#### INPUT MATERIAL ####

PR #236, opened 2025-07-21
Refactor to fix edge cases around modifiers and custom views

aabewhite:
In general, changes pipeline from:
View -> Compose() -> ComposeContent()

to:
View -> Evaluate() -> Renderables -> Render()

This accomplishes two things:
1. Allows users to wrap content in custom views in places they couldn't before. For example, a List can now contain custom views that define Sections, where previously any Section would have to be inlined directly into the List content.
2. Allows for modifiers on views that evaluate to multiple elements, such as ForEach.

If we put in some work, we can also add support for e.g. SwiftUI's implicit VStack behavior when you define multiple views in the body of a custom view.


aabewhite:
DO NOT MERGE. This is in progress

PR #253, opened 2025-09-08
Use ImageDecoder for UIImage loading from data and files to handle correct rotation

GavynHolt:

Skip Pull Request Checklist:

### DIFF
--- a/Sources/SkipUI/SkipUI/UIKit/UIImage.swift
+++ b/Sources/SkipUI/SkipUI/UIKit/UIImage.swift
@@ -8,7 +8,6 @@ import android.graphics.ImageDecoder
 import android.net.Uri
 import java.nio.ByteBuffer
 import android.graphics.Bitmap
-import java.io.ByteArrayInputStream
 #endif
 
 // SKIP @bridge


Sources/SkipUI/Skip/skip.yml
```diff
@@ -82,6 +82,7 @@ build:
         - 'api(libs.androidx.appcompat.resources)'
         - 'api(libs.androidx.activity.compose)'
         - 'api(libs.androidx.lifecycle.process)'
+        - 'implementation("androidx.exifinterface:exifinterface:1.4.1")'
```
marcprux, line 85: It might be better to instead add a dependency on [coil-core-android](https://mvnrepository.com/artifact/io.coil-kt.coil3/coil-core-android) (which appears to depend on [exifinterface](https://mvnrepository.com/artifact/androidx.exifinterface/exifinterface), and so will bring it in transitively). That way, you can just use `versionRef("coil")` to make keep everything up to date with the rest of the coil dependencies.

marcprux:
This looks good, but I'm wondering if you can try one more thing: switching from `BitmapFactory.decodeByteArray` / `BitmapFactory.decodeFile` to the newer[^1] [`ImageDecoder.decodeBitmap`](https://developer.android.com/reference/kotlin/android/graphics/ImageDecoder#decodeBitmap(android.graphics.ImageDecoder.Source)). As well as supporting more formats and being (allegedly) higher-performance, I've read somewhere that it automatically handles correct rotation. Since the rotation would be done as part of the image loading, it would be higher performance than adding it as a post-load step, which would help reduce the chances of ANRs when loading large images.

Even if it doesn't handle the rotation, it would probably be good to switch to using it anyway and then keeping in your post-load rotation-from-exif-metadata logic.

[^1]: New as of API 28, which coincidentally is Skip's minimum supported AP level

marcprux:
Glad that worked!

PR #281, opened 2025-12-21
Bugfix: Status bar does not update when a sheet is presented on Android

fhasse95:
Currently, when a sheet is presented on Android, the status bar style does not update accordingly. Instead of using black icons / text in light mode and white icons / text in dark mode, the icons always use the light mode variant, making the status bar basically invisible in dark mode.

Steps to Reproduce:
- Run the "Skip Showcase" app on Android
- Navigate to "Showcase" => "Sheet" and open any of the examples
- Switch the system appearance from light to dark mode (or vice versa)
- Observe the status bar icons
  => The status bar icons always use the light mode variant (dark icons / text) and do not adapt to the system theme ⚡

####

• **DIRECTIONS**: Give a word-for-word restatement of every record.

• **EXPECTED OUTPUT**:
PR #236, opened 2025-07-21
Refactor to fix edge cases around modifiers and custom views

aabewhite:
In general, changes pipeline from:
View -> Compose() -> ComposeContent()

to:
View -> Evaluate() -> Renderables -> Render()

This accomplishes two things:
1. Allows users to wrap content in custom views in places they couldn't before. For example, a List can now contain custom views that define Sections, where previously any Section would have to be inlined directly into the List content.
2. Allows for modifiers on views that evaluate to multiple elements, such as ForEach.

If we put in some work, we can also add support for e.g. SwiftUI's implicit VStack behavior when you define multiple views in the body of a custom view.


aabewhite:
DO NOT MERGE. This is in progress

PR #253, opened 2025-09-08
Use ImageDecoder for UIImage loading from data and files to handle correct rotation

GavynHolt:

Skip Pull Request Checklist:

### DIFF
--- a/Sources/SkipUI/SkipUI/UIKit/UIImage.swift
+++ b/Sources/SkipUI/SkipUI/UIKit/UIImage.swift
@@ -8,7 +8,6 @@ import android.graphics.ImageDecoder
 import android.net.Uri
 import java.nio.ByteBuffer
 import android.graphics.Bitmap
-import java.io.ByteArrayInputStream
 #endif
 
 // SKIP @bridge


Sources/SkipUI/Skip/skip.yml
```diff
@@ -82,6 +82,7 @@ build:
         - 'api(libs.androidx.appcompat.resources)'
         - 'api(libs.androidx.activity.compose)'
         - 'api(libs.androidx.lifecycle.process)'
+        - 'implementation("androidx.exifinterface:exifinterface:1.4.1")'
```
marcprux, line 85: It might be better to instead add a dependency on [coil-core-android](https://mvnrepository.com/artifact/io.coil-kt.coil3/coil-core-android) (which appears to depend on [exifinterface](https://mvnrepository.com/artifact/androidx.exifinterface/exifinterface), and so will bring it in transitively). That way, you can just use `versionRef("coil")` to make keep everything up to date with the rest of the coil dependencies.

marcprux:
This looks good, but I'm wondering if you can try one more thing: switching from `BitmapFactory.decodeByteArray` / `BitmapFactory.decodeFile` to the newer[^1] [`ImageDecoder.decodeBitmap`](https://developer.android.com/reference/kotlin/android/graphics/ImageDecoder#decodeBitmap(android.graphics.ImageDecoder.Source)). As well as supporting more formats and being (allegedly) higher-performance, I've read somewhere that it automatically handles correct rotation. Since the rotation would be done as part of the image loading, it would be higher performance than adding it as a post-load step, which would help reduce the chances of ANRs when loading large images.

Even if it doesn't handle the rotation, it would probably be good to switch to using it anyway and then keeping in your post-load rotation-from-exif-metadata logic.

[^1]: New as of API 28, which coincidentally is Skip's minimum supported AP level

marcprux:
Glad that worked!

PR #281, opened 2025-12-21
Bugfix: Status bar does not update when a sheet is presented on Android

fhasse95:
Currently, when a sheet is presented on Android, the status bar style does not update accordingly. Instead of using black icons / text in light mode and white icons / text in dark mode, the icons always use the light mode variant, making the status bar basically invisible in dark mode.

Steps to Reproduce:
- Run the "Skip Showcase" app on Android
- Navigate to "Showcase" => "Sheet" and open any of the examples
- Switch the system appearance from light to dark mode (or vice versa)
- Observe the status bar icons
  => The status bar icons always use the light mode variant (dark icons / text) and do not adapt to the system theme ⚡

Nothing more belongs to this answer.